■ Records shown
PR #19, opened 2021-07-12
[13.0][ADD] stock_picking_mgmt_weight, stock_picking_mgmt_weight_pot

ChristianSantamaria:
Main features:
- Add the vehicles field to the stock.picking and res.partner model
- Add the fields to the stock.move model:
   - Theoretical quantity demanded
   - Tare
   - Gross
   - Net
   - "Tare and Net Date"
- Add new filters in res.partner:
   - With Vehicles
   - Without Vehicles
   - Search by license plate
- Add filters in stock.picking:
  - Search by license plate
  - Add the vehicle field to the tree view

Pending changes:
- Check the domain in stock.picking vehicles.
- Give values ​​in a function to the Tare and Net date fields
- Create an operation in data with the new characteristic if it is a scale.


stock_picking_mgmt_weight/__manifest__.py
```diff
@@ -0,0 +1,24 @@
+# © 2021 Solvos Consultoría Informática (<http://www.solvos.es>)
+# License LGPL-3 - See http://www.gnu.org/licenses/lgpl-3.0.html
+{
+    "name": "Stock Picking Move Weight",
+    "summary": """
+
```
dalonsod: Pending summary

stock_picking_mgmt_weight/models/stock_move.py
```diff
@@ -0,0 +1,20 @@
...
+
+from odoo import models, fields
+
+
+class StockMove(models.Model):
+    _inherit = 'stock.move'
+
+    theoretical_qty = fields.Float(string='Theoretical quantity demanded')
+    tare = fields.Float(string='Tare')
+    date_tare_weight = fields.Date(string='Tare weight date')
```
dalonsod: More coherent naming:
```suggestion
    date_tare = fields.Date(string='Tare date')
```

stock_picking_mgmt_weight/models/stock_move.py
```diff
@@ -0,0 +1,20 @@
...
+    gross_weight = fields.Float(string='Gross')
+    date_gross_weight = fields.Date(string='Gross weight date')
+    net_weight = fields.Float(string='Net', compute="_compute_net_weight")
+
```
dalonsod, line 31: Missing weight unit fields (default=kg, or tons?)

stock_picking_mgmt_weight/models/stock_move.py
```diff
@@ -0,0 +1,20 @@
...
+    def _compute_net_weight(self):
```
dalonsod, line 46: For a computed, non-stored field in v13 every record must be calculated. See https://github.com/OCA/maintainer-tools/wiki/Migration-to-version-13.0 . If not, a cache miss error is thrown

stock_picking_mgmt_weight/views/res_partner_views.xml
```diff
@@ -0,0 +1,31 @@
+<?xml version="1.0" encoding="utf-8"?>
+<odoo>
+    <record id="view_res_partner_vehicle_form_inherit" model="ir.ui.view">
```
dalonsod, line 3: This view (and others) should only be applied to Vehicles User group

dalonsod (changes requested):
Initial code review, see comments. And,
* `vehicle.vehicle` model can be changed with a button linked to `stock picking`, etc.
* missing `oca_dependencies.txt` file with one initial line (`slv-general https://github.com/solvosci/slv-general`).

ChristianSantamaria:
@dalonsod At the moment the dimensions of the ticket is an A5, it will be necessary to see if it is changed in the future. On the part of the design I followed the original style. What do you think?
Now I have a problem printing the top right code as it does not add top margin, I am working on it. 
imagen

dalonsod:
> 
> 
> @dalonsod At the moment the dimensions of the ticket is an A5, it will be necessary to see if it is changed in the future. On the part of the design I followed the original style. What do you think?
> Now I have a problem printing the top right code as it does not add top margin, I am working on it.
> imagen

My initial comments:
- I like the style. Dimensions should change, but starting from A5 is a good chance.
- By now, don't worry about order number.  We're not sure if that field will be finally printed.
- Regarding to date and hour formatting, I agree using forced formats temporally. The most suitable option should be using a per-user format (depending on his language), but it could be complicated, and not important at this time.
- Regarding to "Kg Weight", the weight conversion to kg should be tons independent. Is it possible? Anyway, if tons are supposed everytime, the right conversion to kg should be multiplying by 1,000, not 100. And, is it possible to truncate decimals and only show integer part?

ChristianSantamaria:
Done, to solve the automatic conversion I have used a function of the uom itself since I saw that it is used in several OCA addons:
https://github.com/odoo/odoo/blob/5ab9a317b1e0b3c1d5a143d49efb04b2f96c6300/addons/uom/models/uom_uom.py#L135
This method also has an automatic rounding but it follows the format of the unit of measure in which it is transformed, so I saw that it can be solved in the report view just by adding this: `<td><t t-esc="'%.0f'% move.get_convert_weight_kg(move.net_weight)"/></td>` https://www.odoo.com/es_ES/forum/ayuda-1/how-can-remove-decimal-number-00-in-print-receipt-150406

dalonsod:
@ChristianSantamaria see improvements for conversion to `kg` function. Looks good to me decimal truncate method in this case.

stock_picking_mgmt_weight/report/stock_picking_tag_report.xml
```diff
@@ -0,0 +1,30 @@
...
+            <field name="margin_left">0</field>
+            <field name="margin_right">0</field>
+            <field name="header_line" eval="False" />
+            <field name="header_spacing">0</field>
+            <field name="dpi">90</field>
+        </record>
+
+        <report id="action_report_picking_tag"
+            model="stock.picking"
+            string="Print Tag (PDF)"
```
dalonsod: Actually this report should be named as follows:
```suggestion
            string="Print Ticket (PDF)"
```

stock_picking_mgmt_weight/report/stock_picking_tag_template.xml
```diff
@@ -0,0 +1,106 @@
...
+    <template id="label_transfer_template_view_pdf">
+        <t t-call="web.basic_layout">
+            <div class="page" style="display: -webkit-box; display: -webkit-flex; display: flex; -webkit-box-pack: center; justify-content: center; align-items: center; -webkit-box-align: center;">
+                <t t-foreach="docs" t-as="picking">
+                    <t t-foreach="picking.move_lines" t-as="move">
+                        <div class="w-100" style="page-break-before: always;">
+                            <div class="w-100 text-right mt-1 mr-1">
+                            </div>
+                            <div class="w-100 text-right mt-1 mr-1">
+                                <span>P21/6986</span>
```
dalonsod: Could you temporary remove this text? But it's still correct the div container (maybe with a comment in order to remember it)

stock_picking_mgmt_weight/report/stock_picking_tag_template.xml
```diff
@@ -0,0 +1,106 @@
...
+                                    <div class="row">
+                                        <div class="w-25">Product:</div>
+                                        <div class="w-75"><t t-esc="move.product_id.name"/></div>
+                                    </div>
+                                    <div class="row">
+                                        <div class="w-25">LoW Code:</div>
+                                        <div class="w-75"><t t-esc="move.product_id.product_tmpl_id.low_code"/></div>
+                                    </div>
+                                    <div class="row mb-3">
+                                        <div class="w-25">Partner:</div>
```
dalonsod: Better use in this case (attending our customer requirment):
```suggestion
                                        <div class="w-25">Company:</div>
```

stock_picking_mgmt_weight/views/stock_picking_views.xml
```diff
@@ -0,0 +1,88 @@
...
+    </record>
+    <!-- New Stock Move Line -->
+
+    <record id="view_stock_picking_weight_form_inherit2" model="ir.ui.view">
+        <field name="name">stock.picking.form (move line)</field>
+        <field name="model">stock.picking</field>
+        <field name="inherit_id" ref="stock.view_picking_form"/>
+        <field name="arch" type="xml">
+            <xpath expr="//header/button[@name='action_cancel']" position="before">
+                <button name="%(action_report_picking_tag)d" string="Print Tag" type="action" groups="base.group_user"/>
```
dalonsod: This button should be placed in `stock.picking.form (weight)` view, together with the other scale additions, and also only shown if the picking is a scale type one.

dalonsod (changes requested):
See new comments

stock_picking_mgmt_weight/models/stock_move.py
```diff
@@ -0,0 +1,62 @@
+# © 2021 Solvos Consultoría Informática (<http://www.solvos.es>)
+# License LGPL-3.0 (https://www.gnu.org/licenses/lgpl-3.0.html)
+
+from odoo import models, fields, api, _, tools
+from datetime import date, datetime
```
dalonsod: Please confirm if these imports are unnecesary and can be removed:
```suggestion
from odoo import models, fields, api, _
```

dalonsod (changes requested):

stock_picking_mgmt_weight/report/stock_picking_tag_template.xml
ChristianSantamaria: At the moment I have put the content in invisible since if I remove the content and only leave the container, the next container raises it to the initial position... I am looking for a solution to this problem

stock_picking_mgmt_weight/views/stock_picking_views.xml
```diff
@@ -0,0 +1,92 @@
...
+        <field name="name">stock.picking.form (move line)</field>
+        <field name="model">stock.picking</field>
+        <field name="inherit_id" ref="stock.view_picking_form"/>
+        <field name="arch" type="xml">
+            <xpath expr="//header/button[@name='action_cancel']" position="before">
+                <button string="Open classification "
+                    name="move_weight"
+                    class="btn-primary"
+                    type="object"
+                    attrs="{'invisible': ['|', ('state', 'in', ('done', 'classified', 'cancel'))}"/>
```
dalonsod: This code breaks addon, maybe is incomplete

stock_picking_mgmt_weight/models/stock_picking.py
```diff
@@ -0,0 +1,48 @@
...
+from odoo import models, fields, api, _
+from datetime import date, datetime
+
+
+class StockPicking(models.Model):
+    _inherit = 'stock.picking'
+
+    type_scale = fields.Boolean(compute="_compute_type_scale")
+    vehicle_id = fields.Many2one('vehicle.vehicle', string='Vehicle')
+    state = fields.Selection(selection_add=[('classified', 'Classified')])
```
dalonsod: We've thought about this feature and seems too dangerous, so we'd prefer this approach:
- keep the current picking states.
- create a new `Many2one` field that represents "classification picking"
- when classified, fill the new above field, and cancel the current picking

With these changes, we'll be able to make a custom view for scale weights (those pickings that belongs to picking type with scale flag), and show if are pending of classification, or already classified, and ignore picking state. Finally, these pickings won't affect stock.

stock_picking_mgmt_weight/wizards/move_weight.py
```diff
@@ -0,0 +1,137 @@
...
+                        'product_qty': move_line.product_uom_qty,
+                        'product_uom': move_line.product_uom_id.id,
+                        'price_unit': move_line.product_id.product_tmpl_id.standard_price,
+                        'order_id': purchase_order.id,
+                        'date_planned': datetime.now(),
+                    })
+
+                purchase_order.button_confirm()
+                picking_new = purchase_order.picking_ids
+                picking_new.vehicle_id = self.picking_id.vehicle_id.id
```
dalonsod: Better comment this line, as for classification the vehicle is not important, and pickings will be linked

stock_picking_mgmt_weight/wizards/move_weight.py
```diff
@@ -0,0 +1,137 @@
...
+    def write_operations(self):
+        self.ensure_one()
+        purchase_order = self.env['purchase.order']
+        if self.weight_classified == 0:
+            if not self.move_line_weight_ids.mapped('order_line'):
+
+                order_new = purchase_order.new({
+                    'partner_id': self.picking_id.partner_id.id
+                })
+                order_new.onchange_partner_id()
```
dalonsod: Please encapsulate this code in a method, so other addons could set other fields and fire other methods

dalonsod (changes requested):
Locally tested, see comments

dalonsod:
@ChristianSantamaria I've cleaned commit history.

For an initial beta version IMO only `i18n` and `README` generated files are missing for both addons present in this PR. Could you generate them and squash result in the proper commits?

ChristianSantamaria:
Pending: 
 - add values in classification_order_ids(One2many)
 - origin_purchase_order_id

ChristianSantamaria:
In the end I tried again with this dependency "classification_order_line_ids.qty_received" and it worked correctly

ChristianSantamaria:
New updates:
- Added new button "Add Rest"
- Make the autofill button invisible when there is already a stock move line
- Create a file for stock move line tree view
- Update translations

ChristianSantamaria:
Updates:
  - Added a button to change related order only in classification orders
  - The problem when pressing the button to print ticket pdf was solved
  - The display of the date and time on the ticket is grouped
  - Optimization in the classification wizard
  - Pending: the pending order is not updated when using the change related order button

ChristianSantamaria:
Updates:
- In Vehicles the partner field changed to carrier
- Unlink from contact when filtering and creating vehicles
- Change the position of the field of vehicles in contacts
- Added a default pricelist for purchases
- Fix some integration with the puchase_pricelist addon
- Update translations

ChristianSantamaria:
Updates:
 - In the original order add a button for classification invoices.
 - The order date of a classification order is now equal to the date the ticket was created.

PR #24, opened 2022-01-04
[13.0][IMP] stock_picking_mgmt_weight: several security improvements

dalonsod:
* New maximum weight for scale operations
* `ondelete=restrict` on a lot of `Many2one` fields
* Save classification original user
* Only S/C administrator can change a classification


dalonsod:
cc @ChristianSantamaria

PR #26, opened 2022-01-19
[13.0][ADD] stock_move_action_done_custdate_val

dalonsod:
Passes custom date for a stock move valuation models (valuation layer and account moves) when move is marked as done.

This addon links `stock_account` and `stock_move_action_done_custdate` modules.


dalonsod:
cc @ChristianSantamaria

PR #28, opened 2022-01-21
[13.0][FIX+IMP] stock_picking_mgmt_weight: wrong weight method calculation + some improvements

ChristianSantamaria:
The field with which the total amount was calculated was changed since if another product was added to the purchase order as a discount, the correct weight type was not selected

■ Work to be completed
Select, from the listing, all lines that include the word "tree".

■ Solution to the exercise
  - Add the vehicle field to the tree view
- Create a file for stock move line tree view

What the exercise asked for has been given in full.